Девушка не скрывала досады:
— Значит, мне уходить от вас несолоно хлебавши. Вас, наверное, что-то обидело.
— Что вы? Я вдруг понял, что не стоит публиковать простую информацию.
Корреспондентка сунула в сумку ручку и блокнот.
— Еще раз прошу вас, не обижайтесь! — не на шутку встревожился академик.
— Не обижусь, если пообещаете мне кое-что, — улыбнулась девушка.
— Слушаю вас.
— После того, как вы опубликуете ваше открытие, первое интервью даете мне.
— Обещаю! — облегченно вздохнул Давид Георгадзе.
Девушка встала, элегантно поклонилась академику и откинула назад упавшие на лоб волосы.
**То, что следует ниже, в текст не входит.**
PR #3472, opened 2026-07-15
control-v1: add missing type to conflationEnabled

surminus:
I generate the Terraform provider schemas from this spec, and tfplugingen-openapi silently skips any property that has no type. `conflationEnabled` in the three namespace schemas (`namespace_post`, `namespace_patch`, `namespace_response`) has a default, description and example but no `type`, so the attribute vanishes from the generated schema without any error. I scanned the rest of the spec and these three are the only untyped properties in the file.

The Terraform provider currently carries this fix as a local patch on its vendored copy of the spec (`codegen/spec-fixes.patch`), which I can drop once this lands.


m-hulbert (approved):
LGTM

PR #3473, opened 2026-07-17
[DX-1518] feat: dark mode for /examples (Sandpack previews)

jamiehenson:
## Dark mode for `/examples` (Sandpack previews)

Extends the site-wide dark mode (#3466, now merged) to the `/examples` pages. The runnable examples are small Vite subprojects surfaced through Sandpack; until now they were light-only regardless of the docs theme. This makes each **preview follow the docs theme** and gives every example **underlying dark-mode styling**.

### How it works

**Preview theming — bake the theme in, reload on change** (`src/components/Examples/sandpackThemeSync.ts` + `ExamplesRenderer`)

The examples run in a cross-origin Sandpack iframe, so the docs page can't restyle them directly. Rather than live cross-iframe messaging (an earlier attempt that proved timing-sensitive and flaky), the theme is **baked into each example's files**:

- A hidden module injected into every example adds `.dark` and sets Tailwind `darkMode:'class'`, and the `<head>` paints the dark canvas from the first frame (`background` + `color-scheme`) so there's no white flash before the bundle runs.
- The files are regenerated per theme and the `SandpackProvider` is **keyed on the resolved theme**, so a theme change fully reloads the preview on a fresh iframe. A full reload (not an in-place hot reload) tears down the example's side effects — e.g. its Ably connection — rather than stacking a second instance on each toggle. Trade-off: a short reload when the theme changes.
- The Sandpack preview container gets a dark background in dark mode (no white frame around the example).
- One shared fix: the examples' `--primary` token is identical in light and dark, so `uk-text-primary` (body text) would stay low-contrast on dark — remapped to `--foreground` in dark via a single injected rule.

**Example styling** — all 49 variants (React + JavaScript)

- Hardcoded light Tailwind utilities gain `dark:` counterparts (default grays); custom CSS gets `.dark`-scoped overrides via the shadcn CSS-variable blocks the examples already ship.
- Covers both static markup (`.tsx`/`.html`/`.css`) and the dynamically-rendered markup in `.ts` files (e.g. the annotations components, presence/spaces scripts).
- Semantic and per-user colours are preserved — status dots, toasts, avatar/cursor colours, annotation-type badge hues. `pub-sub-live-voting` (its own token set, not shadcn) got a dedicated `.dark` token block.

**Docs-side** — the example-page README renderer table chrome (`examples.tsx`) gained `dark:` variants.

### Verification (review app)

The Sandpack preview only renders behind a logged-in API key, so it can't be verified locally — it needs a deployed, signed-in build (the `review-app` label is applied). Confirmed live on the review app:

- Previews render in the docs theme with the dark canvas (no white container).
- Toggling System / Dark / Light reloads the previews into the matching theme, both directions, no manual refresh.
- A full reload on toggle (rather than a hot reload) — so no duplicate example instances / stacked presence members.

The latest first-frame-dark and full-reload fixes are deployed for a final pass. `yarn lint` clean; **196 unit tests pass**.

### Notes / follow-ups

- React previews may still show a brief white frame during the raw bundle fetch on a language switch (Sandpack serves its own template HTML there, which the injected `<head>` can't reach); JS previews paint dark from the first frame.
- A few card/row surfaces use `dark:bg-gray-900` on a `dark:bg-gray-900` parent and can blend; easy to bump to `gray-800` where noticed.
- The injected theme module import is visible at the top of the shown entry file, and the `darkMode` config in `index.html` — minor infra visible in the example code readers copy.
- Pre-existing `text-grey-500` (British spelling — not a real Tailwind class, no-op) left as-is in a couple of chat examples.

### Testing

Add/keep the `review-app` label for a deployment, then sign in, open a few example pages across product families, and toggle System / Dark / Light in the footer.

### DIFF
--- a/examples/ai-transport-message-per-response/javascript/index.html
+++ b/examples/ai-transport-message-per-response/javascript/index.html
@@ -7,15 +7,15 @@
     <title>AI Transport Message Per Response - JavaScript</title>
   </head>
 
-  <body class="bg-gray-100">
+  <body class="bg-gray-100 dark:bg-gray-800">
     <div class="max-w-6xl mx-auto p-5">
       <!-- Response section with always visible status -->
       <div class="mb-4">
         <div class="flex-1">
-          <div class="text-sm text-gray-600 mt-4 mb-2 flex justify-between">
+          <div class="text-sm text-gray-600 dark:text-gray-300 mt-4 mb-2 flex justify-between">
             <span id="prompt-display"></span>
             <div class="flex items-center gap-2">
-              <span class="text-xs bg-gray-200 px-2 py-1 rounded flex items-center gap-1">
+              <span class="text-xs bg-gray-200 dark:bg-gray-700 px-2 py-1 rounded flex items-center gap-1">
                 <span id="processing-status">Ready</span>
               </span>
               <!-- Disconnect/Reconnect button -->
@@ -24,7 +24,7 @@
               </button>
             </div>
           </div>
-          <div class="p-4 border border-gray-300 rounded-lg bg-gray-50 h-48 overflow-y-auto text-base leading-relaxed">
+          <div class="p-4 border border-gray-300 dark:border-gray-700 rounded-lg bg-gray-50 dark:bg-gray-900 h-48 overflow-y-auto text-base leading-relaxed">
             <span id="response-text">Select a prompt below to get started</span>
             <span id="cursor" class="text-blue-600"></span>
           </div>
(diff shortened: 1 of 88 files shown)


examples/ai-transport-message-per-response/javascript/index.html
```diff
@@ -36,7 +36,7 @@
         <div class="flex flex-wrap gap-2" id="prompt-buttons">
           <button
             id="prompt-button"
-            class="px-3 py-2 text-sm border rounded-md transition-colors bg-white hover:bg-blue-50 border-gray-300 hover:border-blue-300 cursor-pointer"
+            class="px-3 py-2 text-sm border rounded-md transition-colors bg-white dark:bg-gray-900 hover:bg-blue-50 dark:hover:bg-blue-950 border-gray-300 dark:border-gray-700 hover:border-blue-300 dark:hover:border-blue-700 cursor-pointer"
```
AndyTWF, line 39: This example looks... wrong on the demo site compared to prod. I can't see any buttons and it appears to have lost its structure?

AndyTWF (commented):
The colours seem fine, but looks like a few examples have lost their overall structure

examples/ai-transport-message-per-response/javascript/index.html
jamiehenson: Believable, I haven't scrutinised this. Will tell the bot to do better.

— Всего хорошего! Надеюсь, вы не забудете о своем обещании.
— До свидания!
Давид Георгадзе проводил ее. Девушка шла за ним, поражаясь его шаркающей походке, худобе и дряхлости. Только сейчас до нее дошло, что, когда она разговаривала с ученым лицом к лицу, его энергичный вид и живые глаза скрадывали, нейтрализовали старческую немощность.
Давид Георгадзе распахнул дверь кабинета и улыбнулся:
— Надеюсь, ваша обида прошла?
— Что ей еще остается? — улыбнулась и девушка. — До будущей встречи!
Академик провожал посетительницу взглядом, пока за той не захлопнулась дверь приемной. Секретарша встала, будто в ожидании распоряжений. По лицу Георгадзе медленно блуждала улыбка. Он притворил дверь, подошел к столу и тяжело опустился в кресло.
В памяти всплыл вопрос корреспондентки: «Вы счастливы?»
Поразительно, он никогда не думал об этом. Вспомнил свой ответ, что не ощущал себя несчастным, а посему, стало быть, счастлив, и остался доволен им, четким, как формула. Удовлетворенно покачал головой.
И вдруг испугался. Может ли человек быть счастливым на протяжении всей жизни? Неужели в эту нервную, напряженную, полную ежедневных напастей эпоху случаются исключения? В конце концов, что такое счастье?
Старый академик видел свое счастье в научной работе, и только в ней, и считал себя счастливым потому, что он, директор огромного исследовательского института, не был обделен ни условиями для работы, ни научным чутьем, ни радостью открытий, ни признанием, ни славой.
Ему исполнилось сорок пять, когда он обзавелся семьей. Ана была на десять лет моложе. К тому времени ни Ане, ни ему самому уже не верилось в возможность обрести семейный очаг. Они поженились совершенно неожиданно.